■ MATERIAL FOR THIS TASK:
Issue #15501, opened 2024-07-19
Call __set_name__ for class members on class creation.


AJMansfield:
### Description

Add support for the `__set_name__` data model method defined in Python 3.6.
[`https://docs.python.org/3/reference/datamodel.html#object.__set_name__`](https://docs.python.org/3/reference/datamodel.html#object.__set_name__)

This functionality is important for using descriptors effectively. Often, it's used to construct associated attribute names for storing per-instance per-descriptor state:

```python
class Descriptor:
    def __set_name__(self, owner, name):
        self.attr_name = "_{}_value".format(name)

    def __get__(self, instance, owner=None):
        return getattr(instance, self.attr_name)
    
    def __set__(self, instance, value):
        setattr(instance, self.attr_name, value)

    def __delete__(self, instance):
        delattr(instance, self.attr_name)
```

Or for registering instances of a descriptor with some abstracted meta-functionality in the parent:

```python
class Field:
    def __set_name__(self, owner, name):
        self.name = name
        owner._fields[self.name] = self
    def __get__(self, instance, owner=None):
        return instance._data[self.name]

class Structure:
    _fields: dict = {}
    def __init__(self, buf):
        self._data = parse(buf, self._fields)

class S(Structure):
    f = Field()
    g = Field()
```
In order to implement this, code needs to be added to run at the end of a class-definition block, iterate through the class's namespace, and then call this method on any of the class members that define it.

### Code Size

This could probably be gated behind whatever feature flag exists for descriptors more generally, but the implementation ought to be rather lightweight anyway.

### Implementation

I intend to implement this feature and submit a pull request. I could use some guidance on locating where in the codebase class creation is handled.

In the interest of TDD, I've already created a test to check this feature here: #15500

### Code of Conduct

Yes, I agree

AJMansfield:
Note, I've already created a test for this feature here: #15500

PR #15503, opened 2024-07-19
py/objtype: Add support for __set_name__. (hazard version)

AJMansfield:
### Summary

This PR implements the feature described in #15501, adding support for the `__set_name__` data model method.

### Testing

This PR includes and passes the unit test originally submitted in #15500 to verify the feature's absence.

### DIFF
--- a/py/mpconfig.h
+++ b/py/mpconfig.h
@@ -1124,7 +1124,7 @@ typedef time_t mp_timestamp_t;
 #define MICROPY_PY_FUNCTION_ATTRS_CODE (MICROPY_CONFIG_ROM_LEVEL_AT_LEAST_FULL_FEATURES)
 #endif
 
-// Whether to support the descriptors __get__, __set__, __delete__
+// Whether to support the descriptors __get__, __set__, __delete__, __set_name__
 // This costs some code size and makes load/store/delete of instance
 // attributes slower for the classes that use this feature
 #ifndef MICROPY_PY_DESCRIPTORS
--- a/py/objtype.c
+++ b/py/objtype.c
@@ -661,8 +661,8 @@ static void mp_obj_instance_load_attr(mp_obj_t self_in, qstr attr, mp_obj_t *des
     // try __getattr__
     if (attr != MP_QSTR___getattr__) {
         #if MICROPY_PY_DESCRIPTORS
-        // With descriptors enabled, don't delegate lookups of __get__/__set__/__delete__.
-        if (attr == MP_QSTR___get__ || attr == MP_QSTR___set__ || attr == MP_QSTR___delete__) {
+        // With descriptors enabled, don't delegate lookups of __get__/__set__/__delete__/__set_name__.
+        if (attr == MP_QSTR___get__ || attr == MP_QSTR___set__ || attr == MP_QSTR___delete__ || attr == MP_QSTR___set_name__) {
             return;
         }
         #endif
@@ -960,7 +960,7 @@ static bool check_for_special_accessors(mp_obj_t key, mp_obj_t value) {
     #endif
     #if MICROPY_PY_DESCRIPTORS
     static const uint8_t to_check[] = {
-        MP_QSTR___get__, MP_QSTR___set__, MP_QSTR___delete__,
+        MP_QSTR___get__, MP_QSTR___set__, MP_QSTR___delete__, // not needed for MP_QSTR___set_name__ tho
     };
     for (size_t i = 0; i < MP_ARRAY_SIZE(to_check); ++i) {
         mp_obj_t dest_temp[2];
@@ -1240,6 +1240,23 @@ mp_obj_t mp_obj_new_type(qstr name, mp_obj_t bases_tuple, mp_obj_t locals_dict) 
             elem->value = static_class_method_make_new(&mp_type_staticmethod, 1, 0, &elem->value);
         }
     }
+
+    #if MICROPY_PY_DESCRIPTORS
+    // call __set_name__ on all entries (especially descriptors)
+    for (size_t i = 0; i < locals_map->alloc; i++) {
+        if (mp_map_slot_is_filled(locals_map, i)) {
+            elem = &(locals_map->table[i]);
+
+            mp_obj_t set_name_method[4];
+            mp_load_method_maybe(elem->value, MP_QSTR___set_name__, set_name_method);
+            if (set_name_method[1] != MP_OBJ_NULL) {
+                set_name_method[2] = MP_OBJ_FROM_PTR(o);
+                set_name_method[3] = elem->key;
+                mp_call_method_n_kw(2, 0, set_name_method);
+            }
+        }
+    }
+    #endif
 
     return MP_OBJ_FROM_PTR(o);
 }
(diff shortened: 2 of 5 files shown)


dpgeorge:
Thanks for the contribution.

I think this is a good addition.  It's important to support this `__set_name__` special-method to properly make use of descriptors (which MicroPython does support, at least with get/set/delete).

I'm just wondering about the performance hit.  It means that each class that's defined will need to iterate through all of its members.  I wonder if there's a way to make use of `MP_TYPE_FLAG_HAS_SPECIAL_ACCESSORS` to decide whether to do this search or not.  There's already `check_for_special_accessors()` that's run on class creation in a loop over all members.  Maybe that can be reused instead of essentially duplicating the work?

AJMansfield:
> I'm just wondering about the performance hit.

I do think the extra loop is necessary, for reasons described below -- but also, this code only runs at class-creation time, something that in most cases should only happen a small fixed number of times during setup. (At least, outside of intractable runtime dynamic metaclassing scenarios for which performance is already a lost cause...)

> I wonder if there's a way to make use of `MP_TYPE_FLAG_HAS_SPECIAL_ACCESSORS` to decide whether to do this search or not.

That could be done if we are only interested in addressing instance-attribute-like descriptors, but that would miss classattr- and classmethod-like descriptors that only use `__set_name__` to bind to the containing class. We could try to special-case that out too, but it's much simpler to just check the thing itself and look up `MP_QSTR___set_name__` directly.

> There's already check_for_special_accessors() that's run on class creation in a loop over all members. Maybe that can be reused instead of essentially duplicating the work?

A check for a `__set_name__` sub-member _could_ be added as part of that loop, but there could be a sequencing hazard with invoking user code anywhere except right at the end -- and even then, invoking before attribute access is fully ready (incl. having the special accessor flag correctly set) would become a sequencing hazard if/when metaclasses become supported.

My opinion, is that it's better to just keep the loop separate. It does mean chasing down member pointers a second time, but the expensive part of the loop is looking up `MP_QSTR___set_name__` on each member, which needs to be done whether or not it's part of the same loop with `check_for_special_accessors`.

AJMansfield:
Update: I'm currently investigating some corner-case behavior I recently found around what happens (and what _should_ happen) when a `__set_name__` function inserts or removes elements from the class being initialized.

At the moment I'm still waiting on python/cpython#122381 to define what the exact semantics should be in that case -- but this PR is still valid for a merge.

Whatever the correct semantics are, they'll need at least a small code-size increase. And with how rarely that gets used, I feel like it'll probably be better gate them behind the `MICROPY_PY_METACLASSES` flag from #15511, and make that a separate PR.

@dpgeorge should I spend the time adding a cpydiff to this PR about what the exact mismatch is?

dpgeorge:
> should I spend the time adding a cpydiff to this PR about what the exact mismatch is?

Yes please.  Then at least all this work/knowledge is encoded in a test and can be improved later on.

AJMansfield:
Not exactly proud of needing to resort to a stochastic test to reliably show off the sequence hazard I was concerned about, but I have a reliable cpydiff now for the issue I was worried about.

Fundamentally, modify-while-iterating bug. CPython avoids this bug in its `__set_name__` implementation because it effectively iterates on `dict.keys()`, which creates a copy of the current set of keys instead of just a view. However, my proposed implementation for Micropython iterates through the raw allocated slots in `locals_map` (the same way the other steps that iterate its namespace do).

As a result, in my `cpydiff/core_class_setname_hazard` test case, involving a class with 26 descriptors with names `a` through `z` that each insert 10 additional attributes into the class at random, CPython ends up calling `__set_name__` exactly once on only these original descriptors -- but my proposed micropython code calls some of them multiple times, and some not at all, as the order of the dict entries being iterated on shifts in response to the new insertions:

```
+-------------+-------------+
| CPy output: | uPy output: |
+-------------+-------------+
|     a 1     |     a 2     |
|     b 1     |     b 1     |
|     c 1     |     c 2     |
|     d 1     |     d 3     |
|     e 1     |     e 4     |
|     f 1     |     f 3     |
|     g 1     |     g 4     |
|     h 1     |     h 2     |
|     i 1     |     i 1     |
|     j 1     |     j 3     |
|     k 1     |     k 2     |
|     l 1     |     l 1     |
|     m 1     |     m 1     |
|     n 1     |     n 1     |
|     o 1     |     o 1     |
|     p 1     |     p 0     |
|     q 1     |     q 1     |
|     r 1     |     r 0     |
|     s 1     |     s 0     |
|     t 1     |     t 1     |
|     u 1     |     u 3     |
|     v 1     |     v 0     |
|     w 1     |     w 1     |
|     x 1     |     x 0     |
|     y 1     |     y 0     |
|     z 1     |     z 0     |
+-------------+-------------+
```

A similar effect can happen when `__set_name__` removes instead of adds; but the worst case is still just descriptors having their `__set_name__` missed or called multiple times.

There's no hazard in cases where there are no class-mutating descriptors, and this might not be a use-case it's worthwhile to support. I'll see if I can create an alternative pull-request for a version that exactly matches CPython, though, so we can compare the performance cost of creating that copy on more than just speculation.

AJMansfield:
I've done some benchmarking using a new suite of internalbench class creation benchmarks (see PR #16825) and have compared the benchmark times from the base branch to this branch.

There's a lot of noise in this (I'll see if I can run these on real hardware at some point), but overall this patch makes processing classes take about 12% longer:

```
internal_bench/class_create:
    0.349 -> 0.391 (+12%) internal_bench/class_create-0-empty.py
    0.476 -> 0.544 (+14%) internal_bench/class_create-1-slots.py
    0.490 -> 0.553 (+13%) internal_bench/class_create-1.1-slots5.py
    0.432 -> 0.483 (+12%) internal_bench/class_create-2-classattr.py
    0.776 -> 0.868 (+12%) internal_bench/class_create-2.1-classattr5.py
    0.461 -> 0.533 (+16%) internal_bench/class_create-3-instancemethod.py
    0.477 -> 0.535 (+12%) internal_bench/class_create-4-classmethod.py
    0.452 -> 0.511 (+13%) internal_bench/class_create-4.1-classmethod_implicit.py
    0.494 -> 0.537 (+09%) internal_bench/class_create-5-staticmethod.py
    0.458 -> 0.512 (+12%) internal_bench/class_create-6-getattribute.py
    0.474 -> 0.518 (+09%) internal_bench/class_create-6.1-getattr.py
    0.386 -> 0.447 (+16%) internal_bench/class_create-6.2-descriptor.py
    0.517 -> 0.625 (+21%) internal_bench/class_create-6.3-descriptor_setname.py
    0.419 -> 0.480 (+15%) internal_bench/class_create-6.4-property.py
    0.363 -> 0.420 (+16%) internal_bench/class_create-7-inherit.py
    0.368 -> 0.399 (+09%) internal_bench/class_create-7.1-inherit_initsubclass.py
```

There were also two other benchmark tests that got concerningly slower:
```
internal_bench/arrayop:
    0.174 -> 0.194 (+12%) internal_bench/arrayop-3-bytearray_inplace.py
internal_bench/loop_count:
    0.268 -> 0.310 (+16%) internal_bench/loop_count-2-range_iter.py
```

None of the other tests in their families seemed to be affected, but my tests for #16806 and #16816 both showed these same tests slowed by near-enough the exact same margins as class creation.

AJMansfield:
Closed in favor of #16806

■ ASSIGNED TASK:
Filter the records for lines containing the word "behind" and copy each one.

■ FINISHED EXERCISE:
This could probably be gated behind whatever feature flag exists for descriptors more generally, but the implementation ought to be rather lightweight anyway.
Whatever the correct semantics are, they'll need at least a small code-size increase. And with how rarely that gets used, I feel like it'll probably be better gate them behind the `MICROPY_PY_METACLASSES` flag from #15511, and make that a separate PR.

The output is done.